WHAT TO WORK ON → Show the lines below where "determine" occurs.
▼▼▼
PR #1999, opened 2024-10-30
floats: AddScaled: Use f64.AxpyUnitary instead of f64.AxpyUnitaryTo

Jille:


kortschak:
This is reasonable, but it would be nice to have some background. In future, at a minimum, please leave the template in place.

Jille:
I had removed the template (after checking I conformed to it, of course) because it was commented.

Background: I was reading the source code and thought a direct call would be better.

kortschak (approved):

kortschak:
Please send another PR adding yourself to AUTHORS and CONTRIBUTORS with the commit message "A+C: add Jille Timmermans".

PR #2002, opened 2024-11-15
dsp/transform: new package and initial Hilbert transform

robertkleffner:
First time contributor to this project. In a project I'm working on using some DSP-related code in Go, I needed to demodulate a real-valued signal to get its IQ components. The Hilbert transform is a useful way to get this information, and I was already using Gonum's FFTs elsewhere, so the implementation was straightforward and is described in numerous places on the internet.

The signal envelope is also a useful feature, so I included a method to compute that as well.

There is one TODO, regarding the necessity of normalization for the Analytic signal. So far, the results I get for both analytic signal and envelope are visually accurate, so I'm leaning towards necessary.

Justification for new `transform` folder: there are several other related signal transforms that could be eventually included here, e.g. Hilbert-Huang Transform. Originally, I had these files in the `fourier` folder, but it didn't feel right even though the implementation relies heavily on `CmplxFFT`. Open to other folder names or locations.


dsp/transform/hilbert.go
```diff
@@ -0,0 +1,89 @@
...
+
+	"gonum.org/v1/gonum/dsp/fourier"
+)
+
+// Implements an approximate Hilbert transform that allows the user to determine an
+// approximate analytical signal of a real signal, and determine the real 'envelope'
+// of a signal.
+//
+// The underlying implementation uses a DFT and IDFT transform, so usual methods for
+// speeding up DFT/IDFT are likely to apply here as well.
```
kortschak, line 18:
```suggestion
// Hilbert implements an approximate Hilbert transform that allows calculation
// of an approximate analytical signal of a real signal, and determine the
// real envelope of a signal.
//
// The underlying implementation uses a discrete Fourier transform and inverse
// and discrete Fourier transform, so usual methods for speeding up these
// transforms are likely to apply here as well.
```

Is the second paragraph directed at users? If so, a link to a relevant article would be nice. If they are directed at us as maintainers, the comment should not be visible in the godoc.

dsp/transform/hilbert.go
```diff
@@ -0,0 +1,89 @@
...
+
+// Return a new Hilbert transformer for signals of size N.
+func NewHilbert(n int) *Hilbert {
+	return &Hilbert{
+		fft:  fourier.NewCmplxFFT(n),
+		work: make([]complex128, n),
+	}
+}
+
+// Retrieve the length N of signals that are valid input for this Hilbert transform.
```
kortschak, line 32:
```suggestion
// Len returns the length of signals that are valid input for this Hilbert transform.
```

dsp/transform/hilbert.go
```diff
@@ -0,0 +1,89 @@
...
+func (h *Hilbert) Len() int {
+	return len(h.work)
+}
+
+// Compute the analytical signal of a real signal, and stores the result in the dst slice,
+// returning it.
+// If the dst slice is nil, a new slice will be created and returned. The dst slice
+// must be the same length as the input signal.
+func (h *Hilbert) AnalyticSignal(signal []float64, dst []complex128) []complex128 {
```
kortschak, line 41:
```suggestion
func (h *Hilbert) AnalyticSignal(dst []complex128, signal []float64) []complex128 {
```
`dst` is conventionally the first parameter.

dsp/transform/hilbert.go
```diff
@@ -0,0 +1,89 @@
...
+	}
+
+	// forward fft of signal
+	coeff := h.fft.Coefficients(dst, h.work)
+	for i := range h.work {
+		h.work[i] = 0
+	}
+
+	// multiply positive frequencies by 2, zero out negative frequencies
+	// however, leave dc unchanged (and nyquist when n%2 == 0)
```
kortschak, line 57:
```suggestion
	// Multiply positive frequencies by 2, zero out negative frequencies.
	// However, leave dc unchanged (and nyquist when n%2 == 0).
```

dsp/transform/hilbert.go
```diff
@@ -0,0 +1,89 @@
...
+	h.work[0] = coeff[0]
+	for i, d := range coeff[1 : len(coeff)/2+1] {
+		h.work[i+1] = d * 2
+	}
+	if len(coeff)%2 == 0 {
+		h.work[len(coeff)/2] = coeff[len(coeff)/2]
+	}
+
+	// normalize the results for now
+	// TODO: is this important for analytic signal or envelope?
```
kortschak, line 67:
```suggestion
	// Normalize the results for now.
	// TODO: Is this important for analytic signal or envelope?
```
What is the TODO to be done?

dsp/transform/hilbert.go
```diff
@@ -0,0 +1,89 @@
...
+func (h *Hilbert) AnalyticSignal(signal []float64, dst []complex128) []complex128 {
+	if dst == nil {
+		dst = make([]complex128, len(signal))
+	}
+
+	for i, v := range signal {
+		h.work[i] = complex(v, 0)
+	}
+
+	// forward fft of signal
```
kortschak, line 50:
```suggestion
	// Forward FFT of the signal.
```

dsp/transform/hilbert.go
```diff
@@ -0,0 +1,89 @@
...
+
+// Retrieve the length N of signals that are valid input for this Hilbert transform.
+func (h *Hilbert) Len() int {
+	return len(h.work)
+}
+
+// Compute the analytical signal of a real signal, and stores the result in the dst slice,
+// returning it.
+// If the dst slice is nil, a new slice will be created and returned. The dst slice
+// must be the same length as the input signal.
```
kortschak, line 40:
```suggestion
// AnalyticSignal computes the analytical signal of a real signal, and stores
// the result in the dst slice, returning it.
//
// If the dst slice is nil, a new slice will be created and returned. The dst slice
// must be the same length as the input signal.
```

dsp/transform/hilbert.go
```diff
@@ -0,0 +1,89 @@
...
+	if dst == nil {
+		dst = make([]float64, len(signal))
+	}
+
+	analytic := h.AnalyticSignal(signal, nil)
+	for i, a := range analytic {
+		dst[i] = cmplx.Abs(a)
+	}
+	return dst
+}
```
kortschak, line 89: I'm not convinced this is needed. It's just a range loop.

dsp/transform/hilbert_test.go
```diff
@@ -0,0 +1,41 @@
...
+)
+
+func TestHilbertAnalytic(t *testing.T) {
+	testCases := []struct {
+		input []float64
+	}{
+		{[]float64{0, 0, 0, 0}},
+		{[]float64{1, 2, 3, 4}},
+		{[]float64{1, 2, 3, 4, 5}},
+	}
```
kortschak, line 21: Please hoist this out of the function to be a `var hilbertAnalyticSignalTests []struct{ name string; input ...`.

dsp/transform/hilbert_test.go
```diff
@@ -0,0 +1,41 @@
...
+
+	for i, tc := range testCases {
+		t.Run(fmt.Sprintf("tc%d", i), func(t *testing.T) {
```
kortschak, line 24:
```suggestion
	for _, test := range hilbertAnalyticSignalTests {
		t.Run(test.name, func(t *testing.T) {
```
and `s/tc/test/g` elsewhere.

dsp/transform/hilbert_test.go
```diff
@@ -0,0 +1,41 @@
...
+			transformer := NewHilbert(len(tc.input))
+			if transformer.Len() != len(tc.input) {
+				t.Errorf("expected Hilbert transform length to be %d, got %d", len(tc.input), transformer.Len())
+			}
```
kortschak, line 28:
```suggestion
			h := NewHilbert(len(tc.input))
			if h.Len() != len(test.input) {
				t.Errorf("unexpected Hilbert transform length: got:%d want:%d", h.Len(), len(test.input))
			}
```

dsp/transform/hilbert_test.go
```diff
@@ -0,0 +1,41 @@
...
+
+			dst := make([]complex128, len(tc.input))
+			analytic := transformer.AnalyticSignal(tc.input, dst)
+			result := make([]float64, len(tc.input))
+			for i, c := range analytic {
+				result[i] = math.Round(real(c))
```
kortschak, line 34: This makes me queasy. Why is it being done?

dsp/transform/hilbert_test.go
```diff
@@ -0,0 +1,41 @@
...
+			}
+			if !slices.Equal(tc.input, result) {
+				t.Errorf("expected Hilbert transform result %v, got %v", tc.input, result)
+			}
```
kortschak, line 38: `cmplxs.EqualApprox`?

kortschak (commented):
Thanks for the contribution.

dsp/transform/hilbert_test.go
robertkleffner: Originally wrote this test outside the gonum library; it is now using `cmplxs.EqualApprox`.

dsp/transform/hilbert.go
robertkleffner: I think normalized is how most people will expect the analytic signal; removing TODO

dsp/transform/hilbert_test.go
robertkleffner: This feedback is confusing to me, as the FFT test cases are written inside the function. With the update I made for readability, is this still needed?

dsp/transform/hilbert.go
robertkleffner: My only rebuttal is that some users would only be interested in the signal envelope, and possibly have only a fuzzy idea how it relates to the analytic signal (or even that it does, as I did when I first went looking for this). They would then have to look it up in order to recreate this loop, hoping that `AnalyticSignal` leaves the results in a state that all one needs to do is `Abs` each value. (For example, Gonum's FFT does not normalize its results, which is documented but surprising). With this method, it's at least searchable that Gonum can easily be used to compute a signal envelope regardless of how much expertise one has with DSP.

As an alternative, though, perhaps I could add to the doc comment of `AnalyticSignal`: "The envelope of the signal can be straightforwardly computed from the results using `cmplx.Abs` on each element".

dsp/transform/hilbert.go
robertkleffner: Made this comment nicer, and removed the second paragraph. I added another comment to the `NewHilbert` method noting a performance tip. My source for that performance tip is a comment [in the internal/fftpack source](https://github.com/gonum/gonum/blob/1ca563a018b641e805317f1ac9ae0d37b32d162c/dsp/fourier/internal/fftpack/cfft.go#L126)

dsp/transform/hilbert_test.go
kortschak: Yes, I'd like the var outside the function.

dsp/transform/hilbert.go
kortschak: Suggest then having this in an example test. This shows the user how to use what we have and provides the code if they want to just copy/paste.

kortschak: Further to this, I think a more integrated example test would be worthwhile. This would be one that works through a toy example showing how the whole thing would be used.

Also, I have just noticed that this is a new package. It should have a doc.go file with package godoc explaining what the package is intended to cover.

dsp/transform/hilbert_test.go
```diff
@@ -0,0 +1,48 @@
...
+	"gonum.org/v1/gonum/cmplxs"
+)
+
+func TestHilbertAnalytic(t *testing.T) {
+	const tol = 1e-10
+	testCases := []struct {
+		in   []float64
+		want []complex128
+	}{
+		{[]float64{0, 0, 0, 0}, []complex128{0, 0, 0, 0}},
```
ccoVeille, line 20: Please add a test fit a nil slice, and an empty slice

This should be covered

dsp/transform/hilbert.go
```diff
@@ -0,0 +1,87 @@
...
+		unnorm[i] = u / complex(float64(len(unnorm)), 0)
+	}
+	return unnorm
+}
+
+// Compute the positive envelope of a real signal, and stores the result in the dst slice,
+// returning it.
+// If the dst slice is nil, a new slice will be created and returned. The dst slice
+// must be the same length as the input signal.
+func (h *Hilbert) Envelope(dst []float64, signal []float64) []float64 {
```
ccoVeille, line 77: This method is not tested

robertkleffner: Removed based on additional feedback from @kortschak

dsp/transform/hilbert_test.go
robertkleffner: These tests now pass, but I will note that these cases panic for the `CmplxFFT` methods that this transform is based on

dsp/transform/hilbert_test.go
```diff
@@ -0,0 +1,52 @@
...
+var hilbertAnalyticSignalTests = []struct {
+	name string
+	in   []float64
+	want []complex128
+}{
+	{"Hilbert nil slice", nil, nil},
+	{"Hilbert empty slice", []float64{}, []complex128{}},
+	{"Hilbert zeros test", []float64{0, 0, 0, 0}, []complex128{0, 0, 0, 0}},
+	{"Hilbert whole components test", []float64{1, 2, 3, 4}, []complex128{1 + 1i, 2 - 1i, 3 - 1i, 4 + 1i}},
+	{
```
ccoVeille, line 22: Usually, I do a map[string]struct

Where the string is the name, it avoids adding it to the struct and make sure to provide unique name in case of copypasta

dsp/transform/hilbert.go
```diff
@@ -0,0 +1,83 @@
...
+	fft  *fourier.CmplxFFT
+	work []complex128
+}
+
+// NewHilbert returns a new Hilbert transformer for signals of size n.
+// The transform is most efficient when n is a product of small primes.
+func NewHilbert(n int) *Hilbert {
+	if n < 1 {
+		return &Hilbert{nil, nil}
+	}
```
ccoVeille, line 24: Shouldn't it return an error? Or an empty slice still make sense

dsp/transform/hilbert.go
```diff
@@ -0,0 +1,83 @@
...
+
+// AnalyticSignal computes the analytical signal of a real signal, and stores
+// the result in the dst slice, returning it.
+//
+// If the dst slice is nil, a new slice will be created and returned. The dst slice
+// must be the same length as the input signal, otherwise the method will panic.
+func (h *Hilbert) AnalyticSignal(dst []complex128, signal []float64) []complex128 {
+	if len(signal) != h.Len() {
+		panic("transform: input signal length mismatch")
+	}
```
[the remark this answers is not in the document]
robertkleffner: I was trying to keep this struct's API similar to the FFT API, which does not return `error`s for its compute methods, preferring to panic. The constraint is noted in the doc comment, and I can't think of a scenario where someone would reasonably expect to get an analytic signal with different size from the input, so panic felt more appropriate anyway (implementation rather than user error).

But if `error` is the desired API here, I can put it in.

dsp/transform/hilbert.go
robertkleffner: Again, trying to mimic the FFT API, which `panic`s with argument `0`. I think `error` could make more sense here though.

ccoVeille: Let's wait for a maintainer then.

Nice addition, BTW

dsp/transform/hilbert.go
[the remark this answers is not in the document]
kortschak: > I would change signature to return an error and avoid panics

No. Please see https://go-talks.appspot.com/github.com/gonum/talks/2017/gonumtour.slide#14

dsp/transform/hilbert_test.go
kortschak: > I do a map[string]struct

Please don't do this here.

dsp/transform/hilbert.go
kortschak, line 24: Please remove this and allow a panic. A negative would be indicative of failure to hold a known invariant.

dsp/transform/hilbert.go
```diff
@@ -0,0 +1,83 @@
...
+		dst = make([]complex128, len(signal))
+	} else if len(dst) != h.Len() {
+		panic("transform: destination length mismatch")
+	}
+
+	// edge case where the length is zero or less
+	if h.fft == nil {
+		return dst
+	}
+
```
kortschak, line 56: This is not needed.
```suggestion
```

dsp/transform/hilbert_example_test.go
```diff
@@ -0,0 +1,46 @@
+package transform
+
+import (
+	"fmt"
+	"math/cmplx"
+)
+
+func ExampleHilbert_AnalyticSignal() {
+	// Samples is a set of real amplitudes that make up a signal
```
kortschak, line 9:
```suggestion
	// Samples is a set of real amplitudes that make up a signal.
```

dsp/transform/hilbert_example_test.go
```diff
@@ -0,0 +1,46 @@
...
+	samples := []float64{1, 0, 2, 0, 4, 0, 2, 0}
+
+	// Initialize a Hilbert transform and 'demodulate' to get the analytic signal.
+	// The result is the complex I/Q (In-Phase / Quadrature) demodulation of the input signal.
```
kortschak, line 13: These comments should be shorter so that they render nicely in the godoc; the don't get wrapped in the presented code, so we need to do that work here.
```suggestion
	// Initialize a Hilbert transform and 'demodulate' to get the
	// analytic signal.
	// The result is the complex I/Q (In-Phase / Quadrature) demodulation
	// of the input signal.
```

dsp/transform/hilbert_example_test.go
```diff
@@ -0,0 +1,46 @@
...
+	h := NewHilbert(len(samples))
+	iqSamples := h.AnalyticSignal(nil, samples)
+
+	// We can compute the instantaneous amplitude of the signal (or 'envelope') using absolute value.
+	// Analyzing the envelope is an easy way to measure changes in amplitude over time in a signal.
```
kortschak, line 18:
```suggestion
	// We can compute the instantaneous amplitude of the signal
	// (or 'envelope') using absolute value. Analyzing the envelope
	// is an easy way to measure changes in amplitude over time in a
	// signal.
```

dsp/transform/hilbert_example_test.go
```diff
@@ -0,0 +1,46 @@
...
+	envelope := make([]float64, len(samples))
+	for ind, iq := range iqSamples {
+		envelope[ind] = cmplx.Abs(iq)
+	}
+
+	// We can also compute the instantaneous phase of each part of the signal using the 4-quadrant arc-tangent.
+	// With multiple samples, the instantaneous phase can be used to estimate instantaneous frequency of a signal.
```
kortschak, line 25:
```suggestion
	// We can also compute the instantaneous phase of each part of the
	// signal using the 4-quadrant arc-tangent. With multiple samples,
	// the instantaneous phase can be used to estimate instantaneous
	// frequency of a signal.
```

dsp/transform/hilbert_test.go
```diff
@@ -0,0 +1,52 @@
...
+
+	"gonum.org/v1/gonum/cmplxs"
+)
+
+var hilbertAnalyticSignalTests = []struct {
+	name string
+	in   []float64
+	want []complex128
+}{
+	{"Hilbert nil slice", nil, nil},
```
kortschak, line 18:
```suggestion
	{
		name: "nil_slice",
		in:   nil,
		want: nil,
	},
```
We know that this is a Hilbert test, so we don't need that. The field names make things more navigable. Using spaces in the name means that when the test output is emitted, the name can be directly searched for in the source (`go test` does `s/ /_/g` in test names). Similar changes below.

dsp/transform/hilbert_test.go
```diff
@@ -0,0 +1,52 @@
...
+		t.Run(test.name, func(t *testing.T) {
+			h := NewHilbert(len(test.in))
+			if h.Len() != len(test.in) {
+				t.Errorf("unexpected Hilbert transform length: got:%d, want:%d", h.Len(), len(test.in))
+			}
+
+			dst := make([]complex128, len(test.in))
+			analytic := h.AnalyticSignal(dst, test.in)
+			if !cmplxs.EqualApprox(test.want, analytic, tol) {
+				t.Errorf("expected Hilbert transform result %v, got %v", test.want, analytic)
```
kortschak, line 48:
```suggestion
			got := h.AnalyticSignal(dst, test.in)
			if !cmplxs.EqualApprox(got, test.want, tol) {
				t.Errorf("unexpected Hilbert transform result:\ngot: %v\nwant:%v", got, test.want)
```

dsp/transform/doc.go
```diff
@@ -0,0 +1,6 @@
+// Copyright ©2024 The Gonum Authors. All rights reserved.
+// Use of this source code is governed by a BSD-style
+// license that can be found in the LICENSE file.
+
+// Package transform provides important transforms on signals used in digital signal processing
```
kortschak, line 5:
```suggestion
// Package transform provides important transforms on signals used in digital signal processing.
```

kortschak (commented):
Should be good after this. Thanks.

dsp/transform/hilbert_test.go
ccoVeille: OK.

I'm fine with having no map[string]struct but do you have any reason you could share

dsp/transform/hilbert.go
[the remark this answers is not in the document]
ccoVeille: OK.

dsp/transform/hilbert_test.go
kortschak: Consistent test ordering.

ccoVeille: I have never had a need for that, except an `//Output:` in an `ExampleFoo`

But OK, I'm fine with this

dsp/transform/hilbert_example_test.go
```diff
@@ -0,0 +1,46 @@
...
+	phase := make([]float64, len(samples))
+	for ind, iq := range iqSamples {
+		phase[ind] = cmplx.Phase(iq)
+	}
+
+	for i, iq := range iqSamples {
+		fmt.Printf("ind=%d -> I=%.4g, Q=%.4g, envelope=%.4g, phase=%.4g\n",
```
kortschak, line 32:
```suggestion
		fmt.Printf("ind=%d -> I=%.4f, Q=%.4f, envelope=%.4f, phase=%.4f\n",
```
`%g` offers the opportunity to represent ~0 as the tiny value, which we probably don't want.

dsp/transform/hilbert.go
```diff
@@ -0,0 +1,76 @@
...
+// of an approximate analytical signal of a real signal, and determine the
+// real envelope of a signal.
+type Hilbert struct {
+	fft  *fourier.CmplxFFT
+	work []complex128
+}
+
+// NewHilbert returns a new Hilbert transformer for signals of size n.
+// The transform is most efficient when n is a product of small primes.
+// If n is 0 or negative, the function will panic.
```
kortschak, line 21:
```suggestion
// n must not be less than one.
```
I would prefer to state what a user cannot do than what we guarantee to do.

(though I don't think we make this statement in the cause for the panic; I need to think about how I actually want to handle that)

dsp/transform/hilbert_example_test.go
```diff
@@ -0,0 +1,52 @@
+package transform
```
kortschak, line 1: We need a copyright notice here.

kortschak (approved):
This looks good. Thanks.

Please now send **another PR** adding yourself to AUTHORS and CONTRIBUTORS with the commit message, "A+C: add Robert Kleffner". When that's done and approved, I'll merge both.

kortschak:
No need to update the branch; we'll squash what's here. Don't undo this though.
▲▲▲
COMPLETED TASK →
+// Implements an approximate Hilbert transform that allows the user to determine an
+// approximate analytical signal of a real signal, and determine the real 'envelope'
// of an approximate analytical signal of a real signal, and determine the
+// of an approximate analytical signal of a real signal, and determine the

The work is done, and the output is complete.